Firstly - I feel there are very few socialists today who would still support
the old Soviet regimes (and other similar totalitarian implementations
worldwide). In Orwell's time, this was much more common because it was a
political situation people were living in, nowadays it's just something from
history, so it's much easier to judge. I totally agree that anyone who is
still looking up to Stalin today shouldn't be taken seriously.

Secondly - the supposed inherence of values that support capitalism is
completely false. Every system has its way of promoting values that it is
based on and can benefit from. In past regimes, this was mostly state driven
propaganda, in modern capitalism it's popular culture. Anthropologists and
sociologists can easily point to a bunch of cultures that developed value
systems very different from ours, simply because they were isolated or
affected by different influences.

Throughout history, the currently employed system always tries to assert
itself as "the natural state of people" in order to be superior to anything
else in comparison, but I firmly believe political discussions remain much
more rational if we agree that every economic/political system is just a man-
made construct.

------
luxpir
I always enjoy reading Orwell's writing, mostly for the technical side. It is
so fluid and clear. This was pleasing:

    
    
      It is not exactly forbidden to say this, that or the other,
      but it is 'not done' to say it, just as in mid-Victorian times
      it was 'not done' to mention trousers in the presence of a lady.
    

And as mentioned elsewhere, still applies today (i.e. the British media + the
BBC's silence over Snowden, D-Notice or not).

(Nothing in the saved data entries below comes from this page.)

Issue #1974, opened 2021-04-16
TestDNSResolver/cache is flaky on windows


mstoykov:
```
--- FAIL: TestDNSResolver (24.22s)
    --- FAIL: TestDNSResolver/cache (24.22s)
        --- FAIL: TestDNSResolver/cache/1000 (5.94s)
            local_test.go:1070: 
                	Error Trace:	local_test.go:1070
                	Error:      	Error message not equal:
                	            	expected: "context deadline exceeded"
                	            	actual  : "dial tcp 127.0.0.254:50679: i/o timeout"
                	Test:       	TestDNSResolver/cache/1000
```

https://github.com/k6io/k6/runs/2362979683?check_suite_focus=true

PR #3088, opened 2023-05-23
Maybe fix `TestDNSResolver` flakiness on Windows

imiric:
This should hopefully be more reliable, and avoid [the flakiness we've seen on Windows](https://github.com/grafana/k6/actions/runs/5047828671/jobs/9071063454), even after #1974:

```
scheduler_ext_test.go:1130:
        Error Trace:    D:/a/k6/k6/execution/scheduler_ext_test.go:1130
        Error:          Should be true
        Test:           TestDNSResolver/cache/3s
        Messages:       expected error to contain one of the list of messages
```

It doesn't get rid of the reliance on timings, but since the way we check DNS TTL also relies on time, we can't easily avoid it. Maybe by switching to the `MiniRunner` instead of `js.Runner` we could avoid the `sleep()` in the script, but the value of this test is also calling the `k6/http` module directly, so it's closer to a real world script.


imiric:
Nope, checking samples seems to be even flakier than checking logs... :face_exhaling: I guess we need to remove the reliance on timing altogether. :thinking:

execution/scheduler_ext_test.go
```diff
@@ -1045,96 +1048,92 @@ func TestDNSResolver(t *testing.T) {
...
-							strings.Contains(errMsg, "request timeout") ||
-							strings.Contains(errMsg, "dial: i/o timeout")
-						assert.Truef(t, contains, "expected error to contain one of the list of messages")
+			var failedRequests uint32
+			samplesHandler := func(sc metrics.SampleContainer) {
+				if sc == nil {
+					return
+				}
+				for _, s := range sc.GetSamples() {
+					if s.Metric.Name == metrics.HTTPReqFailedName && s.Value == 1 {
```
codebien, line 1110: I was thinking about something like:
```suggestion
					if s.Metric.Name == metrics.HTTPReqsName && s.Value == 1 {
					    changeMockResolver <- struct{}{}
```
then

```go
go func() {
<-changeMockResolver
mr.Set("myhost", "127.0.0.254")
}()
```
I think it should remove the timer.After requirement

imiric: I guess we could do that, but I don't like that we'd be relying on metric emission for the functionality of the test. That is, if `http_reqs` is never emitted, `mr.Set()` wouldn't be called, and the failure would be confusing.

And it doesn't solve the timing issue, since we still use `sleep()` in the script. But I'll give it a try, and also consider using `MiniRunner` instead.

imiric:
Hey @codebien @olegbespalov, please see the latest force push. I abandoned checking samples, since I didn't want to depend on metric emission for the functionality of the test, and using `MiniRunner` would make the test less useful, since it wouldn't be checking the DNS resolution behavior within `js.Runner`.

Adding a small hook to `MockResolver` avoids the time-sensitive behavior, so it should hopefully be more reliable now. Let me know.

execution/scheduler_ext_test.go
imiric: I removed checking samples in the latest force-push, so I'm not doing this anymore.

lib/testutils/mockresolver/resolver.go
```diff
@@ -9,17 +9,17 @@ import (
 // MockResolver implements netext.Resolver, and allows changing the host
 // mapping at runtime.
 type MockResolver struct {
-	m        sync.RWMutex
-	hosts    map[string][]net.IP
-	fallback func(host string) ([]net.IP, error)
+	m           sync.RWMutex
+	hosts       map[string][]net.IP
+	ResolveHook func(host string, result []net.IP)
```
olegbespalov, line 14: nit: I'd suggest naming this `LookupIPAllHock` since `MockResolver` has also `LookupIP` and there we don't execute the hock after the name resolving.

olegbespalov (approved):
Left a small non-blocking comment, but generally looks good :+1:

Let's merge it and make our tests trusty again :muscle: :sweat_smile:

execution/scheduler_ext_test.go
```diff
@@ -1045,96 +1044,97 @@ func TestDNSResolver(t *testing.T) {
...
-		}
-	})
+			errCh := make(chan error, 1)
+			go func() { errCh <- execScheduler.Run(ctx, ctx, samples) }()
+
+			select {
+			case err := <-errCh:
+				require.NoError(t, err)
+				assert.Equal(t, tc.expNewResolutions, atomic.LoadUint32(&newResolutions))
+			case <-time.After(10 * time.Second):
```
codebien, line 1133:
```suggestion
			case <-time.After(2 * time.Second):
```
nit: I think at this point we can cut the waiting time in case we will have a failure.

codebien (approved):
Well done! This is for sure a better solution. :clap:

lib/testutils/mockresolver/resolver.go
imiric: But `LookupIP` calls `LookupIPAll`, so the hook would run either way.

A few curiosities from a writing point of view, sticking to his advice about
avoiding the traditional elementary school grammar rules:

    
    
      . 'Every-one' and 'everyone' in the same sentence. I can just about
      see how that could have a literary effect, but part of me thinks
      it could just be a quirk.
    
      . Starting sentences with 'and' and 'but'. Great!
    
      . A liberal use of commas.
    
      . The use of a single - dash - combo instead of brackets/parentheses.
    
      . The use of the now-American-only: Start everything after a colon
      with a capital letter. Nearly everything, anyway.
    
      . The editor's decision between s/or/of should IMO be 'of',
      if the style of the sentence is to match Orwell's style, and indeed
      if it is to make complete sense.
    
      . The use of 'traduce', to slander or defame, was fun. And educational...
    

A quote to wrap up this rambling comment:

    
    
      The enemy is the gramophone mind, whether or not one agrees
      with the record that is being played at the moment. 
    
      I am well acquainted with all the arguments against freedom
      of thought and speech - the arguments which claim that it cannot exist,
      and the arguments which claim that it ought not to. I answer simply
      that they don't convince me and that our civilization over a
      period of four hundred years has been founded on the opposite notice. 
    

Well worth a read!

------
peteretep
I remember reading 1984 when I was very young and finding all the linguistic
stuff he'd written terribly dull. Coming back to it when I was a teenager, it
was considerably more interesting than the book itself. Rare that such a great
story teller also had so many interesting structured thoughts to share.